Report every line below that has the string "types" in it.
------ Given data ------
PR #325, opened 2021-03-12
feat: adds synthed bundle protos

craiglabenz:
Substring of #319, landing first to reduce noise there


crwilcox (approved):

crwilcox:
Coverage is low due to gen code, though #319 will bring it up. Going to allow the drop.

PR #340, opened 2021-04-23
fix: Allow underspecifying a cursor

### LINKED ISSUE #339: Library raises when fewer cursors than order by clauses
Firestore supports setting multiple order by clauses, but then only using one of them for a cursor. 
https://cloud.google.com/firestore/docs/query-data/query-cursors#set_cursor_based_on_multiple_fields

```
    def test__normalize_cursor_as_dict_extra_orders_ok(self):
        cursor = ({'name': 'Springfield'}, True)
        query = self._make_one(mock.sentinel.parent).order_by("name").order_by("state")

        query._normalize_cursor(cursor, query._orders)
```

also, I'd expect unnamed cursors to work, as they do in java for instance

```
 def test__normalize_cursor_extra_orders_ok(self):
        cursor = (['Springfield'], True)
        query = self._make_one(mock.sentinel.parent).order_by("name").order_by("state")

        query._normalize_cursor(cursor, query._orders)
```

Today, this raises the following error:
```
ValueError: The "order by" field path 'state' is not present in the cursor data {'name': 'Springfield'}. All fields sent to order_by() must be present in the fields if passed to one of start_at() / start_after() / end_before() / end_at() to define a cursor.
```

Open Question: Is this against the rules (cursor on something not ordered?
```
cursor = ({"a": 1}, True)
query = self._make_one(mock.sentinel.parent).order_by("b", "ASCENDING")
```

crwilcox:
Draft to help show where Python differs w.r.t cursors, orderby

Fixes #339 🦕


craiglabenz (approved):
LGTM

google/cloud/firestore_v1/base_query.py
```diff
@@ -756,9 +760,10 @@ def _normalize_cursor(self, cursor, orders) -> Optional[Tuple[Any, Any]]:
                 except KeyError:
                     msg = _MISSING_ORDER_BY.format(order_key, data)
                     raise ValueError(msg)
+
             document_fields = values
 
-        if len(document_fields) != len(orders):
+        if len(document_fields) > len(orders):
```
schmidt-sebastian, line 766: Nit: Throw this first to skip the work above

schmidt-sebastian (approved):

google/cloud/firestore_v1/base_query.py
crwilcox: I wanted to do that but it would require a bit more restructuring (documentsnapshots get converted to dicts to share this code), this is then used for both cases there and if it was an array.

PR #352, opened 2021-05-10
chore: migrate to owl bot

parthea:
This PR migrates from autosynth to [owl bot](https://github.com/googleapis/repo-automation-bots/tree/master/packages/owl-bot).  owl bot will save time for maintainers as it will automatically open PRs when there are updates in [googleapis-gen](https://github.com/googleapis/googleapis-gen/tree/master/google) without requiring maintainers to run `synthtool` to build the client from protos. Additionally, similar to autosynth, PRs will be automatically opened when there are template updates.

PR #365, opened 2021-06-06
chore: update owlbot.py to properly copy folders from googleapis-gen

parthea:
`owlbot.py` was not configured correctly in #352 as a result, changes were not pull in from googleapis-gen. This PR includes the following fixes/features:

chore: upgrade gapic-generator-python to 0.46.3
fix: add async client to %name_%version/init.py
chore: add autogenerated snippets
chore: remove auth, policy, and options from the reserved names list
feat: support self-signed JWT flow for service accounts
chore: enable GAPIC metadata generation
chore: sort subpackages in %namespace/%name/init.py


owlbot.py
```diff
@@ -115,20 +137,16 @@ def update_fixup_scripts(library):
...
-s.move(
-    templated_files,
-)
-
-s.replace(
-    "noxfile.py",
-    "GOOGLE_APPLICATION_CREDENTIALS",
-    "FIRESTORE_APPLICATION_CREDENTIALS",
-)
+s.move(templated_files)
```
tseaver, line 140: The change to replace `GOOGLE_APPLICATION_CREDENTIALS` with `FIRESTORE_APPLICATION_CREDENTIALS` must be preserved:  firestore system tests rely on a different environment variable.

owlbot.py
```diff
@@ -13,92 +13,114 @@
...
-            library / f"google/cloud/bundle",
-            f"google/cloud/firestore_bundle",
-        )
-        s.move(library / f"tests", f"tests")
+    s.replace(
+        library / "google/cloud/bundle/__init__.py",
+        "from .types.bundle import BundleMetadata\n"
+        "from .types.bundle import NamedQuery\n",
+        "from .types.bundle import BundleMetadata\n"
+        "from .types.bundle import NamedQuery\n\nfrom .bundle import FirestoreBundle\n",
```
tseaver, line 110: For clarity, either break across lines:
```suggestion
        "from .types.bundle import NamedQuery\n"
        "\n"
        "from .bundle import FirestoreBundle\n",
```
or else use triple-quoted strings.

tseaver (changes requested):

owlbot.py
tseaver:
```suggestion
s.move(templated_files)

s.replace(
    "noxfile.py",
    "GOOGLE_APPLICATION_CREDENTIALS",
    "FIRESTORE_APPLICATION_CREDENTIALS",
)
```

tseaver: I guess we've decided to drop the check for the environment variable in `noxfile.py` -- I'm not sure why, but it is gone in (some) other libraries, at least.

tseaver (approved):

PR #375, opened 2021-06-16
feat: added `write` method to batch classes

craiglabenz:
Adds a new `BulkWriteBatch` class to accompany the existing `WriteBatch` and `AsyncWriteBatch` classes to use the new and preferred RPC, `BatchWriteRequest`. `BulkWriteBatch` is designed to be used with `BulkWriter`, which is opaquely async, and thus there is no companion `AsyncBulkWriteBatch` class.

This is a component of the BulkWriter feature, which will ultimately consume arbitrarily large data feeds, chunk them in to BulkWriteBatch instances, and use the `BatchWriteRequest` PRC to submit each write operation to the server.


google/cloud/firestore_v1/base_batch.py
```diff
@@ -33,14 +33,22 @@ class BaseWriteBatch(object):
...
+        write_ctx (bool):
+            Controls whether this instance should call `commit` or `write` upon
+            exiting as a context manager. This parameter has no impact if you
+            do not use the instance as a context manager.
     """
 
-    def __init__(self, client) -> None:
+    def __init__(self, client, write_ctx: bool = False) -> None:
         self._client = client
+        self._write_ctx = write_ctx
```
craiglabenz, line 44: This variable is one of the only interesting parts of this PR. For context, the `[Async]WriteBatch` class can be used as a context manager, and upon exiting such a state, called its most interesting method: `commit`. 

However, this PR adds a sibling method, `write`, which uses a new protobuf object underneath. Thus, how an `[Async]WriteBatch` instance should behave upon exiting its context manager form is no longer clear. The moment of transforming an instance into a context manager does not offer any levers for control, so I opted to add a flag to the constructor.

Open to ideas, but that's the situation :)

tseaver: The other option would be to subclass `BaseWriteBatch` as `BaseBulkWriteBatch` (and the non-base versions), overriding `__exit__` / `__aexit__` to call `self.write()`.  ISTM that might be a clearer signal.  Your split of the testcase class below seems to signal that, too.

google/cloud/firestore_v1/base_batch.py
```diff
@@ -33,14 +33,22 @@ class BaseWriteBatch(object):
...
         self._write_pbs = []
         self.write_results = None
         self.commit_time = None
 
+    def __len__(self):
+        return len(self._write_pbs)
+
```
tseaver, line 51: How do you imagine `len(batch)` being used?

google/cloud/firestore_v1/base_batch.py
craiglabenz: It wasn't obvious to me whether that was overkill for this one line branch, but maybe it is the right way to go. I'll give it a look.

google/cloud/firestore_v1/base_batch.py
craiglabenz: `BulkWriter` looks to cut off batch sizes at 20 operations, so this allows that code to evaluate `len(batch)` instead of `len(batch._write_pbs)`.

craiglabenz:
I am comfortable merging this into the release branch, @tseaver and @crwilcox.

google/cloud/firestore_v1/bulk_batch.py
```diff
@@ -0,0 +1,87 @@
...
+            write result contains an ``update_time`` field.
+        """
+        request, kwargs = self._prep_commit(retry, timeout)
+
+        save_response = self._client._firestore_api.batch_write(
+            request=request, metadata=self._client._rpc_metadata, **kwargs,
+        )
+
+        self._write_pbs = []
+        self.write_results = results = list(save_response.write_results)
```
crwilcox, line 75: Is this intermediate assignment to results to manage some sort of race? If so, is there not also an issue with commit prepping and setting `_write_pbs` to empty?

craiglabenz: I'm not aware of any possibly race conditions here, but if you think there is we should chat more.

Also worth noting that this functionality is more or less copied out of the older `batch.py` file.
------
Your solution -
+        "from .types.bundle import BundleMetadata\n"
+        "from .types.bundle import NamedQuery\n",
+        "from .types.bundle import BundleMetadata\n"
+        "from .types.bundle import NamedQuery\n\nfrom .bundle import FirestoreBundle\n",
        "from .types.bundle import NamedQuery\n"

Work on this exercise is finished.